SGLang Router
SGLang router is a standalone module implemented in Rust to achieve data parallelism across SGLang instances.
User docs
Please check https://docs.sglang.ai/router/router.html
Developer docs
Prerequisites
- Rust and Cargo installed
# Install rustup (Rust installer and version manager)
curl --proto '=https' --tlsv1.2 -sSf https://sh.rustup.rs | sh
# Follow the installation prompts, then reload your shell
source $HOME/.cargo/env
# Verify installation
rustc --version
cargo --version
- Python with pip installed
Build Process
1. Build Rust Project
$ cargo build
2. Build Python Binding
Option A: Build and Install Wheel
- Build the wheel package:
$ pip install setuptools-rust wheel build
$ python -m build
- Install the generated wheel:
$ pip install <path-to-wheel>
If you want one handy command to do build + install for every change you make:
$ python -m build && pip install --force-reinstall dist/*.whl
Option B: Development Mode
For development purposes, you can install the package in editable mode:
Warning: Using editable python binding can suffer from performance degradation!! Please build a fresh wheel for every update if you want to test performance.
$ pip install -e .
Note: When modifying Rust code, you must rebuild the wheel for changes to take effect.
Logging
The SGL Router includes structured logging with console output by default. To enable log files:
# Enable file logging when creating a router
router = Router(
worker_urls=["http://worker1:8000", "http://worker2:8000"],
log_dir="./logs" # Daily log files will be created here
)
Use the --verbose flag with the CLI for more detailed logs.

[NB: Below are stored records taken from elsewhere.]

PR #362, opened 2021-07-26
Add SQFormDatePicker tests

### LINKED ISSUE #265: Add tests for SQFormDatePicker
SQFormDatePicker needs tests

laurelbean:
The tests I have here currently are all I could figure out. The testing library is doing really weird things in the interpretation of the DOM for the DatePickers. The textbox doesn't let you type and instead opens the calendar like a button. 

I think we need to pause on any other tests for these components until MUI version 5 comes out and we can try a new version of the date pickers. The testing library might work better with the updated version.

Leaving this as draft for now, since I think this needs some discussion on direction / what we should do.

Closes #265


stories/__tests__/SQFormDatePicker.stories.test.js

Kubernetes Service Discovery
SGL Router supports automatic service discovery for worker nodes in Kubernetes environments. When enabled, the router will automatically:
- Discover and add worker pods with matching labels
- Remove unhealthy or deleted worker pods
- Dynamically adjust the worker pool based on pod health and availability
Command Line Usage
python -m sglang_router.launch_router \
--service-discovery \
--selector app=sglang-worker role=inference \
--service-discovery-port 8000 \
--service-discovery-namespace default
Service Discovery Arguments
--service-discovery: Enable Kubernetes service discovery feature--selector: One or more label key-value pairs for pod selection (format: key1=value1 key2=value2)--service-discovery-port: Port to use when generating worker URLs (default: 80)--service-discovery-namespace: Optional. Kubernetes namespace to watch for pods. If not provided, watches all namespaces (requires cluster-wide permissions)
RBAC Requirements
When using service discovery, you must configure proper Kubernetes RBAC permissions:
-
If using namespace-scoped discovery (with
--service-discovery-namespace): Set up a ServiceAccount, Role, and RoleBinding -
If watching all namespaces (without specifying namespace): Set up a ServiceAccount, ClusterRole, and ClusterRoleBinding with permissions to list/watch pods at the cluster level
Troubleshooting
- If rust analyzer is not working in VSCode, set
rust-analyzer.linkedProjectsto the absolute path ofCargo.tomlin your repo. For example:
{
"rust-analyzer.linkedProjects": ["/workspaces/sglang/sgl-router/Cargo.toml"]
}
CI/CD Setup
The continuous integration pipeline consists of three main steps:
1. Build Wheels
- Uses
cibuildwheelto create manylinux x86_64 packages - Compatible with major Linux distributions (Ubuntu, CentOS, etc.)
- Additional configurations can be added to support other OS/architectures
- Reference: cibuildwheel documentation
2. Build Source Distribution
- Creates a source distribution containing the raw, unbuilt code
- Enables
pipto build the package from source when prebuilt wheels are unavailable
3. Publish to PyPI
- Uploads both wheels and source distribution to PyPI
The CI configuration is based on the tiktoken workflow.